Cloudera And Cask Partner To Align Cask’s Application Development Platform With Cloudera’s Hadoop Product Portfolio
Cloudera and Cask recently announced a strategic collaboration marked by a commitment to integrate the product roadmaps of both companies into a unified vision based around the goal of empowering developers to more easily build and deploy applications using Hadoop. As part of the collaboration, Cloudera made an equity investment in Cask, the company formerly known as Continuity. Cask’s flagship product consists of the Cask Data Application Platform (CDAP), an application platform used to streamline and simplify Hadoop-based application development in addition to delivering operational tools for integrating application components and performing runtime services. The integration of Cask’s open source Cask Data Application Platform with Cloudera’s open source Hadoop distribution represents a huge coup for Cask insofar as its technology stands to become tightly integrated with one of the most popular Hadoop distributions in the industry and correspondingly vie for potential acquisition by Cloudera as its product develops further. Cloudera, on the other hand, stands to gain from Cask’s progress in building a platform for facilitating Big Data application development that runs natively within a Hadoop infrastructure.
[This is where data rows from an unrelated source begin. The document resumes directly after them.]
PR #34349, opened 2026-05-22
fix(ui): keep BUI Header title and actions aligned on wide viewports

### LINKED ISSUE #34346: BUI Header: title and customActions shift inward
### 📜 Issue Labels

### 🔎 Search Terms

```plain
bui, mui to bui, migration, header, title, customActions, component, backstage, ui
```

### 🗃️ Project Area

Design System

### 🔗 External Integration

N/A

### 📝 Description & Context

The header component has a layout issue when the browser window is very wide.

Component: https://ui.backstage.io/components/header
Package: @backstage/ui: "0.15.0"

### 👍 Expected Behavior

- The title should remain fully left-aligned
- The customActions should remain fully right-aligned

Image

### 📦 Reproduction Repo

_No response_

### 🥾 Reproduction steps

It's reproduceable on the demo catalog page: https://demo.backstage.io/catalog

1. Open a page that uses the header component
2. Increase the browser width significantly
3. Observe the position of the title and customActions in the header

Undecided

pen-pal:

Fixes #34346

The BUI `Header` wraps each of its three sections (`headerTop`, `content`, `headerBottom`) in the shared `Container` component, which has `max-width: 120rem` (1920px) and `margin-inline: auto`. On viewports wider than 1920px this centers the header content and leaves empty gutters on either side, while the page body below it (e.g. the catalog table) extends to the full available width. The result is that the title and `customActions` visibly shift inward relative to the rest of the page.

This change adds a scoped override in `Header.module.css` that drops `max-width` and `margin-inline` for the three Header wrappers only, using the same doubled-class specificity pattern already in that file. The shared `Container` cap is unchanged, so other consumers (`SearchField`, `Table`, `PluginHeader`, etc.) keep the readability constraint.

Padding-inline from `Container` is preserved, so the header still has consistent page-level side padding — it just spans the full available width now, with the title flush to the left and `customActions` flush to the right.

  

## Screenshot
**Before** 
before-ultrawide-3440
before-narrow-1440
before-wide-2400

**After**
after-narrow-1440
after-ultrawide-3440
after-wide-2400

### DIFF
--- a/.changeset/catalog-page-container-wrap.md
+++ b/.changeset/catalog-page-container-wrap.md
@@ -1,0 +1,5 @@
+---
+'@backstage/plugin-catalog': patch
+---
+
+Constrained the catalog index page body to the standard page max-width so it stays aligned with the page header on very wide viewports.
--- a/.changeset/fix-bui-header-wide-viewport-alignment.md
+++ b/.changeset/fix-bui-header-wide-viewport-alignment.md
@@ -1,5 +1,0 @@
----
-'@backstage/ui': patch
----
-
-Fixed `Header` so its title and `customActions` stay aligned with the page edges on very wide viewports. Previously, on screens wider than 1920px the header content was centered with empty gutters on either side, making it appear shifted inward relative to the page body below.
--- a/.changeset/fix-bui-header-wide-viewport-alignment.md
+++ b/.changeset/fix-bui-header-wide-viewport-alignment.md
@@ -1,0 +1,5 @@
+---
+'@backstage/ui': patch
+---
+
+Fixed `Header` so its title and `customActions` stay aligned with the page edges on very wide viewports. Previously, on screens wider than 1920px the header content was centered with empty gutters on either side, making it appear shifted inward relative to the page body below.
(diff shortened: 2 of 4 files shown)


patrickwyler:
Is it just a problem because not all plugin content like the one from the catalog page is wrapped with a  [Container](https://ui.backstage.io/components/container)?

```
<Container>
  {/* Your plugin's main content */}
</Container>
```

_Container provides the standard page layout for plugin content. It constrains content to a maximum width, centers it horizontally, and adds consistent horizontal gutters. Use it once per page to wrap your main content area._
https://ui.backstage.io/components/container#core-concepts

Naycon:
I think `Content` is meant to be the main page container element, and so is `Container`, so I don't think we should nest them. It's an either/or kind of situation.

I recently created #34487 that will hopefully help align the Catalog index page better with the BUI PageHeader and Header, including swapping to `Container`. I think that should take care of fixing this as well so it behaves as intended in BUI. Here's what it looks like for a simulated wide screen on that PR:

image

If this is not what you expected, maybe you can create an issue describing what you would like to change in terms of the BUI page layout?

patrickwyler:
@Naycon I closed my issue. I think your MR will solve the problem.

Naycon:
I'm going to close this, as we have another fix in place now for the Catalog index page. Feel free to reopen if I've missed something this achieves that the merged fix does not.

By aligning its product roadmap with Cask, Cloudera adds yet another feather to its cap vis-à-vis tools and platforms within its ecosystem that enhance and accelerate the experience of Hadoop adoption. Overall, the partnership strengthens Cloudera’s case for going public by illustrating the astuteness and breadth of its vision when it comes to strategic partners and collaborators such as Cask, not to mention the business and technological benefits of the partnership. Expect Cloudera to continue aggressively building out its partner ecosystem as it hurtles toward an IPO that it may well be already preparing, at least as reported in Venturebeat.